Professor, California State University Fullerton
On Saturday, November 7th, 2015, I had the pleasure of attending an EdCamp on Cal State Fullerton’s Campus (search the #EdCampNOC to access the resources and what people were saying that day). If you have never attended or heard of EdCamps you are not alone.
Many well connected educators are just learning about them, even though they have been around for five years. In short, EdCamps are free “unconferences” founded by educators for educators.
The first EdCamp was held in Philadelphia in 2010 initially for teachers to get together and share ideas. Since 2010, they have continued that model and have had over 700 events, across 25 different countries, reaching over 50,000 educators (Edcamp.org, 2015).
These events provide teachers with just-in-time training from a group of their peers within the local area. This weekend’s event was comprised mostly of educators in North Orange County; however, the events are not exclusive to locals.
Rather, anyone who is willing to travel is welcomed, and your time is your only investment.
With schools’ budgets tighter than ever, events like these are more appealing than ever. Attendees can register online, usually through Eventbrite, up until the day of the event, pending capacity of the venue.
In most cases, registration fills up fast, so proper etiquette asks participants to cancel if they cannot attend. Additionally, these popular events are not a case of 'you get what you pay for'.
For the cost of your Saturday you are connected with experts and professionals that are worth a hefty conference fee. These prominent attendees are also seeking to grow their networks.

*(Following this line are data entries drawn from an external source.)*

PR #263, opened 2017-12-24
Refactor article read manager

richtier:
[this task](https://uktrade.atlassian.net/browse/ED-2947)

- "read" can refer to _the action of reading_ or _the state of having been read_ - so it's confusing ot call something a `ReadManager` and methods that use the word `read`. To solve this instead use the words"view" and "viewed"
- the article read manager was too stateful. now it is less stateful.
- the "time to read article" code assumes each row has 5 words. No need to make that assumption.

### DIFF
--- a/article/helpers.py
+++ b/article/helpers.py
@@ -7,128 +7,92 @@ from django.template.loader import render_to_string
 from django.utils.functional import cached_property
 
 from api_client import api_client
-from . import structure
+from article import structure
 
 
 WORDS_PER_SECOND = 1.5  # Average word per second on screen
 
 
 def markdown_to_html(markdown_file_path, context={}):
-    html = render_to_string(markdown_file_path, context)
-    return markdown2.markdown(html, extras=["target-blank-links"])
+    content = render_to_string(markdown_file_path, context)
+    return markdown2.markdown(content, extras=["target-blank-links"])
 
 
-def filter_lines(lines_list):
-    """BeautifulSoup returns \n as lines as well, we filter them out.
-
-    It's a function because more filtering can be added later.
-    """
-    return filter(lambda x: x != '\n', lines_list)
-
-
-def lines_list_from_html(html):
-    """Parses the HTML to return text lines."""
-    soup = BeautifulSoup(html, 'html.parser')
-    return soup.findAll(text=True)
-
-
-def count_average_word_number_in_lines_list(lines_list, word_length=5):
-    """Assume average word length, counts how many words in all the lines."""
-    total_words = 0
-    for line in lines_list:
-        total_words += len(line)/word_length
-    return total_words
+def get_word_count(html):
+    soup = BeautifulSoup(html.replace('\n', ''), 'html.parser')
+    words = ''.join(soup.findAll(text=True)).strip()
+    return len(words.split(' '))
 
 
 def time_to_read_in_seconds(article):
-    """Return time to read in minutes give an Article object."""
     html = markdown_to_html(article.markdown_file_path)
-    lines_list = lines_list_from_html(html)
-    filtered_lines_list = filter_lines(lines_list)
-    total_words_count = count_average_word_number_in_lines_list(
-        filtered_lines_list
-    )
-    return round(total_words_count / WORDS_PER_SECOND)
+    return round(get_word_count(html) / WORDS_PER_SECOND)
 
 
-def total_time_to_read_multiple_articles(articles):
-    return sum((article.time_to_read for article in articles))
-
-
-class BaseArticleReadManager(abc.ABC):
-    def __init__(self, request, current_article=None):
+class BaseArticlesViewedManager(abc.ABC):
+    def __init__(self, request):
         self.request = request
-        self.current_article = current_article
 
-    @abc.abstractmethod
-    def retrieve_historic_article_uuids(self):
-        return
-
-    def get_group_read_progress(self):
+    def get_view_progress_for_groups(self):
         return {
             group.name: {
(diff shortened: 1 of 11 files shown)


richtier:
codecov is failing because an abstractmethod is not called.

article/articles.py
```diff
@@ -21,10 +21,10 @@ def __init__(self, uuid, title, keywords, tasks,
         self.parent = parent
 
     @cached_property
-    def time_to_read(self):
+    def time_to_view(self):
```
konradko: don't love the name, but understand the confusion with 'read' past tense :-)

article/helpers.py
```diff
@@ -7,128 +7,81 @@
...
+    def __init__(self, request):
         self.request = request
-        self.current_article = current_article
-
-    @abc.abstractmethod
-    def retrieve_historic_article_uuids(self):
-        return
 
-    def get_group_read_progress(self):
+    def view_progress_for_groups(self):
```
konradko: `get_view_progress_for_groups` would be nicer, as this ain't a property

article/helpers.py
```diff
@@ -7,128 +7,81 @@
...
-        # read_articles_in_category is a new set (intersection)
-        # with elements common to read_articles and articles_in_category
-        read_articles_in_group = self.read_article_uuids & article_uuids
-        return read_articles_in_group
-
-    def article_read_count(self, group_name):
-        return len(self.read_articles_keys_in_group(group_name))
+    def articles_viewed_for_group(self, group_name):
+        group = structure.get_article_group(group_name)
+        return self.viewed_article_uuids & group.article_uuids
```
konradko: please leave the comment about `&` returning intersection

article/helpers.py
```diff
@@ -7,128 +7,81 @@
...
+    def viewed_article_uuids(self):
+        return self.retrieve_viewed_article_uuids()
+
+    @abc.abstractmethod
+    def retrieve_viewed_article_uuids(self):
+        return
 
 
-class ArticleReadManager:
+class ArticlesViewedManager:
```
konradko: let's rename the model in directory-api to `ArticleViewed` as well

konradko: in terms of patterns, this is rather `ArticlesViewedManagerFactory`

article/helpers.py
```diff
@@ -7,128 +7,81 @@
...
     def __new__(cls, request, current_article=None):
-        session_manager = SessionArticlesReadManager(request, current_article)
-        database_manager = DatabaseArticlesReadManager(
-            request, current_article
-        )
+        session_manager = SessionArticlesViewedManager(request)
```
konradko: it is a bit of unexpected that instantiating a class can cause DB reads and writes. But I understand this is to handle the complexity of syncing session and db progress.

To keep it explicit let's split the code below into 2 paths - user logged in and not (e.g.

```
if request.sso_user is None:
    articles_viewed_manager = self.get_session_articles_viewed_manager(request, current_article)
else:
    articles_viewed_manager = self.get_database_articles_viewed_manager(request, current_article)

return articles_viewed_manager
```

article/helpers.py
```diff
@@ -7,128 +7,81 @@
...
+
         if request.sso_user is None:
             if current_article:
                 session_manager.persist_article(current_article.uuid)
             return session_manager
-        response = database_manager.bulk_persist_article(
-            article_uuids=session_manager.read_article_uuids
-        )
+
+        viewed_article_uuids = set()
```
konradko: would be good to comment on what this achieves or move it to a function with an explicit name (e.g. `sync_session_and_database_viewed_articles`)

article/articles.py
konradko: as discussed, let's keep it as `time_to_read` while changing ArticleRead to ArticleViewed

article/structure.py
```diff
@@ -12,16 +12,22 @@ def __init__(self, articles, name, title, url, next_guidance_group=None):
...
         self.url = url
         self.next_guidance_group = next_guidance_group
-        self.articles_set = frozenset(
+        self.article_uuids = frozenset(
             [article.uuid for article in self.articles]
         )
 
     @cached_property
-    def total_reading_time(self):
+    def view_time(self):
```
konradko: let's use consistent `read_time` and `view_progress`

article/tests/test_helpers.py
```diff
@@ -40,8 +40,8 @@ def test_database_create_article_read_calls_api(
 ):
     mock_bulk_create_article_read.return_value = create_response(200)
 
-    manager = helpers.DatabaseArticlesReadManager(sso_request)
-    manager.bulk_persist_article(article_uuids=['123'])
+    manager = helpers.DatabaseArticlesViewedManager(sso_request)
+    manager.persist_articles(article_uuids=['123'])
```
konradko: `save_article_views` or `persist_article_views` would be a better name, as it's the views, not the articles being persisted here.

article/tests/test_helpers.py
```diff
@@ -197,36 +196,36 @@ def test_article_read_manager_handles_no_read_articles_on_synchronisation(
...
-        helpers.ArticleReadManager(sso_request)
+        helpers.ArticlesViewedManagerFactory(sso_request)
 
     assert sso_request.session[session_key] == [1, 2, 3]
     assert str(execinfo.value) == 'validation error'
 
 
 @patch('api_client.api_client.exportreadiness.bulk_create_article_read')
-def test_database_remaining_reading_time_in_group(
+def test_database_remaining_view_time_for_group(
```
konradko: `view_time` > `read_time`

Being an educator in today’s ever changing world, it is no longer enough to have your formal education but you must be a Connected Educator (Beach & Hall, 2012; Siemens, 2005; Siemens, 2008).
EdCamps are the model for becoming a connected educator and building your personal learning network (PLN). These organically formed conferences meet the learning needs of the attendees at that event on that day.
No two EdCamps are alike, as the participants vary from event to event. Conference sessions emerge through the use of a board with sticky notes where teachers place ideas of what they want to share, discuss, or learn. When commonalities arise, a network forms.
Those individuals disperse to a designated room and discuss the topic for about 50 minutes. Contact information is exchanged, usually in the form of Twitter handles and shared Google Docs.
This allows the conversation to continue to evolve well past the 50 minutes or the day’s event. The day is comprised of four to five sessions like this and participants leave with a virtual tool belt of new ideas to implement into their practice.
If you are looking to build your PLN, enhance your craft, or if you are just bored on a Saturday, check out EdCamp.org and find an event near you to check out. You won’t be disappointed.
Beach, S., & Hall, L. (2012). The connected educator: Learning and leading in a digital age. Bloomington, IN: Solution Tree Press.
EdCamp Foundation. (2015, November 9). Retrieved from www.EdCamp.org
Siemens, G. (2005). Connectivism: A learning theory for the digital age. International Journal of Instructional Technology & Distance Learning, 2(1). Retrieved from here.
Siemens, G. (2008). Learning and knowing in networks: Changing roles for educators and designers. Retrieved from here.